# A propos de Numbers et du format CSV...



## cellophane (21 Novembre 2012)

Bonjour à tous 

J'ai appris que pour lire une feuille Numbers pour Ipad avec Bento pour Ipad il fallait d'abord la sauvergarder au format CSV.

Est-ce possible de faire cela sur l'Ipad, à partir de Numbers pour Ipad ou faut-il disposer de Numbers pour Mac et faire l'opération sur le Mac ?
Et si on a un PC ?

Sinon y a-t-il un autre moyen de changer le format en CSV (par ex Filemaker) ?

Merci


----------



## t@ierry (24 Novembre 2012)

Bonjour,

j'ai essayé cela (avec Dropbox) :

A partir d'une feuille Numbers sous iPad,
Choisir la clef en haut à droite, puis "partager/imprimer"
Choisir "Ouvrir dans une autre app"
Choisir Excel dans le menu, puis "Choisir une app"
A ce moment, on me propose de stocker le document.
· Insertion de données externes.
PR #158, opened 2022-03-10
add integration test for home page

andrewydai:
# Purpose

This PR is meant to demonstrate what a new test would look like for searchneu. It cleans up our testing environment a little and adds an integration test for our front page, testing that user actions do invoke the correct things down the line. It will be continued with another integration test for results page.
<br>

# Tickets

# Contributors

- @andrewydai 

# Feature List

- Cleans up the act issue with state changes in tests
- some small package changes (script name change and added axios mock adapter)
- added an integration test for the home page and results page

# Notes

- the generated graphql file changed after I ran some update scripts to deal with a persistent warning from NPX. Not entirely sure why it changed though but my frontend still functions
<br>

# Checklist

- [ ] Approved by designers
- [x] Is passing tsc

<br>
@sandboxnu/searchneu


yarn.lock
```diff
@@ -5094,6 +5104,32 @@ es-abstract@^1.17.2, es-abstract@^1.17.4, es-abstract@^1.18.0, es-abstract@^1.18
     string.prototype.trimstart "^1.0.4"
     unbox-primitive "^1.0.1"
 
+es-abstract@^1.19.0, es-abstract@^1.19.1:
```
hankewyczz, line 5112: [nit] Could you install `yarn-deduplicate` and run it? 

We have it in CCA - just add as dev dependency.
https://github.com/sandboxnu/course-catalog-api/blob/master/package.json#L178

components/tests/integration/Home.test.jsx
```diff
@@ -0,0 +1,110 @@
...
+  });
+
+  afterEach(() => {
+    jest.clearAllMocks();
+    mockAxios.reset();
+  });
+
+  it('should push a query to the router when executing a searching', () => {
+    const homePage = mount(<Home />);
+    const searchBarInput = homePage.find('input');
```
hankewyczz, line 55: I think this needs a team conversation to pick a testing framework and stick with it, but I'm a fan of [`react-testing-library`](https://github.com/testing-library/react-testing-library).

It allows you to write tests like a user would navigate the page, instead of relying on element IDs and classes.

For example:
```
fireEvent.click(screen.getByLabelText(/View all classes/i))
```

andrewydai: OK we can quickly talk about this at standup and I can amend this PR depending on what we decide. I'll try writing some tests in `react-testing-library`

andrewydai: I ended up sticking with enzyme. The main reasons are its existence already in our codebase, and the lack of a good way to select elements without text. I think that while enzyme requires a more intimate knowledge of the rendered DOM once tests are setup they still provide the same value, and ideally in the future you write tests while developing you should already know how to work with the part you're testing.

hankewyczz (approved):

Je choisis "Dropbox"
Là, je peux changer le nom de fichier *.XLS en *.CSV
Le fichier en *.CSV est enregistré sous Dropbox.

A récupérer après sur les autres matériels avec le compte Dropbox adéquat...

Cela doit pouvoir fonctionner avec d'autres support que Dropbox (USB disk, ...)

Voilà,
T@ierry


----------



## lineakd (27 Novembre 2012)

Salut, merci t@ierry pour l'astuce.


----------